This paper reports results on automatically training a Problematic Dialogue Predictor to predict problematic human-computer dialogues using a corpus of 4692 dialogues collected with the How May I Help You spoken dialogue system. The Problematic Dialogue Predictor can be immediately applied to the system's decision of whether to transfer the call to a human customer care agent, or be used as a cue to the system's Dialogue Manager to modify its behavior to repair the problems identified. The results show that: (1) Most feature sets significantly improve over the baseline; (2) Using automatic features from the whole dialogue, we can identify problematic dialogues 20% better than the baseline; (3) Just the first exchange provides significantly better prediction (3%) than the baseline; (4) The second exchange provides an additional significant (13%) improvement, (5) A classifier based on task-independent automatic features performs slightly better than one trained on the full automatic feature set.
The improved ability to predict problematic dialogues is important for fielding the HMIHY system without the need for the oversight of a human customer care agent. These results are promising and we expect to be able to improve upon them, possibly by incorporating prosody into the feature set [Hirschberg, Litman, SwertsHirschberg et al.1999] or expanding on the SLU feature sets. In addition, the results suggest that the current PDP is likely to generalize to other dialogue systems.
In future work, we plan to integrate the learned rulesets into the HMIHY dialogue system and evaluate the impact that this would have on the system's overall performance. There are several ways we might be able to show this. Remember that one use of the PDP is to improve the system's decision of whether and when to transfer a call to the human customer care agent. The other use would be as input to the Dialogue Manager's dialogue strategy selection mechanism. Demonstrating the utility of the PDP for dialogue strategy selection requires experiments that test out several different ways that this information could be used by the Dialogue Manager. Demonstrating the utility of the PDP on the decision to transfer a call necessarily involves examining the tradeoffs among different kinds of errors. This is because every call that the HMIHY system can handle successfully saves a company the cost of using a human customer care agent to handle the call. Thus, we can associate this cost with the decision that HMIHY makes to transfer the call. When HMIHY transfers the call unnecessarily, we call this cost the lost automation cost. On the other hand, every call that HMIHY attempts to handle and fails, would potentially accrue a different cost, namely the lost revenue from customers who become irritated with faulty customer service and take their business elsewhere. We call this cost the system failure cost. In the results that we presented here, we report only overall accuracy results and treat lost automation cost and system failure cost as equally costly. However, in any particular installation of the HMIHY system, there may be differences between these costs that would need to be accounted for in the training of the PDP. It would be possible to use RIPPER to do this, if these costs were known, by using its ability to vary the loss ratio.

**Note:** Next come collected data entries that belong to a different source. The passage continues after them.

PR #20621, opened 2021-08-02
No issue: fix glean metrics tests for expired metrics

eliserichards:
Original probe renewal PR: https://github.com/mozilla-mobile/fenix/pull/20517
Doc with details and Vesta's approval: https://docs.google.com/document/d/1NGlnTa9TPyTnd3ciUPbwujbITjkX8p8vJybXcZrrM2w/edit#
 
We have let these metrics expire (product decision, they may be removed later), and needed to remove them from the tests:
- `preferences.open_links_in_private`
- `preferences.private_search_suggestions`

The renewal for perf probes are being handled by the performance team, so adding an @ignore to the following tests for perf to remove when they are updated:
- StorageStatsMetricsTest.`WHEN reporting THEN the values from the storageStats are accumulated`
- StorageStatsMetricsTest.`WHEN reporting THEN the query duration is measured`

Remove the following probes entirely (cherry-picking from [this PR](https://github.com/mozilla-mobile/fenix/pull/20560) because these will need to land together to fix all of the breaks)
- `tabs_tray.cfr.dismiss`
- `tabs_tray.cfr.go_to_settings`

### Pull Request checklist

- [ ] **Tests**: This PR includes thorough tests or an explanation of why it does not
- [ ] **Screenshots**: This PR includes screenshots or GIFs of the changes made or an explanation of why it does not
- [ ] **Accessibility**: The code in this PR follows [accessibility best practices](https://github.com/mozilla-mobile/shared-docs/blob/master/android/accessibility_guide.md) or does not include any user facing features. In addition, it includes a screenshot of a successful [accessibility scan](https://play.google.com/store/apps/details?id=com.google.android.apps.accessibility.auditor&hl=en_US) to ensure no new defects are added to the product.

### To download an APK when reviewing a PR:
1. click on Show All Checks,
2. click Details next to "Taskcluster (pull_request)" after it appears and then finishes with a green checkmark,
3. click on the "Fenix - assemble" task, then click "Run Artifacts".
4. the APK links should be on the left side of the screen, named for each CPU architecture

PR #20622, opened 2021-08-02
Fix intermittent test failures in TabsTouchHelperTest

pocmo:
Another one with:

> io.mockk.MockKException: Can't instantiate proxy for class kotlin.Function1

Happened in https://github.com/mozilla-mobile/fenix/pull/20621


pocmo:
Removed the landing label again, let's make sure #20621 lands first. :)

PR #20642, opened 2021-08-03
[SDK-344] Pass in first-run information to Nimbus for targeting

travis79:
Before this PR can build/land, it requires that the following PR in A-C land first and be available to Fenix: https://github.com/mozilla-mobile/android-components/pull/10735


app/src/main/java/org/mozilla/fenix/experiments/NimbusSetup.kt
```diff
@@ -63,7 +63,10 @@ fun createNimbus(context: Context, url: String?): NimbusApi {
             // Note: Using BuildConfig.BUILD_TYPE is important here so that it matches the value
             // passed into Glean. `Config.channel.toString()` turned out to be non-deterministic
             // and would mostly produce the value `Beta` and rarely would produce `beta`.
-            channel = BuildConfig.BUILD_TYPE
+            channel = BuildConfig.BUILD_TYPE,
+            customTargetingAttributes = mapOf(
+                "isFirstRun" to context.settings().isFirstRun.toString()
```
jonalmeida, line 68: @mcomella this looks like it will affect our startup time, but I see above that we touch shared prefs multiple times as part of Nimbus initialization already. Not sure if you're already aware of this since it's required for first run usage with Nimbus.

travis79: This is very good to know, if there is a less impactful way of storing and retrieving this I'd be happy to rework this to be as minimally impactful to startup as possible.

jonalmeida: @travis79 I think I know the answer to this already, but to confirm, the "first run" is needed for visual features that are needed on startup, is that right?

travis79: Right, the idea behind this is the ability to target first run users for experiments.

mcomella: Thanks for the ping – we can benchmark the difference in start up time. I added something to our board for MarcLeclair and I to triage. Is there anything special I need to get this code to run? e.g. add an API key or something?

travis79: @mcomella I don't think you need to do anything special to get this to run, it should run as part of normal init of Nimbus. Regardless of whether it is the actual first-run of the app or not, it should at least read the pref every launch. On the very first run, it would also write to the pref, so there may be some slight additional overhead difference between the very first run, and subsequent runs. Wiping the app data, or performing a fresh install, should allow you to trigger the "first-run" behavior which includes writing to the pref.

travis79: @mcomella @jonalmeida It looks like we are shifting priorities a bit on the first-run targeting, so less pressing to get this resolved soon, but I would appreciate an update on the timeframe for this (or even if there is something I could profile or do myself to help unblock this).
 
Thanks! 
 
cc @jhugman

MarcLeclair (approved):
So I reviewed the changes. From a profile perspective, I saw no big changes.

One thing I did notice is that, from the parent commit before the changes I got this:

```
{'max': 3462.0,
 'mean': 3357.08,
 'median': 3360.0,
 'min': 3230.0,
 'replicate_count': 25,
 'replicates': [3417.0, 3462.0, 3307.0, 3350.0, 3360.0, 3427.0, 3454.0, 3230.0,
                3449.0, 3312.0, 3417.0, 3274.0, 3427.0, 3358.0, 3249.0, 3402.0,
                3441.0, 3339.0, 3242.0, 3360.0, 3311.0, 3287.0, 3370.0, 3392.0,
                3290.0]}
```

After the changes, I got an improvement: 

```
{'max': 2985.0,
 'mean': 2871.44,
 'median': 2880.0,
 'min': 2745.0,
 'replicate_count': 25,
 'replicates': [2935.0, 2818.0, 2797.0, 2873.0, 2938.0, 2884.0, 2823.0, 2960.0,
                2941.0, 2911.0, 2813.0, 2880.0, 2815.0, 2782.0, 2980.0, 2985.0,
                2745.0, 2846.0, 2855.0, 2899.0, 2778.0, 2916.0, 2912.0, 2886.0,
                2814.0]}
```

I'm not sure if it's something else, or the changes, but there's definitely an improvement on the nav start. As for MAIN, everything stayed the same.

FYI, this was taken on my G5+ with Beta variant.

jonalmeida (approved):
Thanks March for perf review! This looks good to me from a code review too. So let's land this on Monday if possible.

Another potential issue for future work is the utility of a dialogue level predictor, e.g. the PDP, vs. an utterance level predictor, e.g. the auto-SLU-success predictor, for the goal of automatically adapting a system's dialogue strategy. This is shown to be effective in [Litman PanLitman Pan2000], where they use a problematic dialogue detector in order to adapt the dialogue strategy for a train enquiry system. It would be possible, and others have argued [LevowLevow1998,Hirschberg, Litman, SwertsHirschberg et al.1999,KirchhoffKirchhoff2001] that the dialogue manager's adaptation decisions can be made on the basis of local behavior, i.e. on the basis of recognizing that the current utterance has been misunderstood, or that the current utterance is a correction. However, it is clear that the decision to transfer the call to a human customer care agent cannot be made on the basis of only local information because the system can often recover from a single error. Thus, we expect that the ability to be able to predict the dialogue outcome as we do here will continue to be important even in systems that use local predictors for understanding and correction.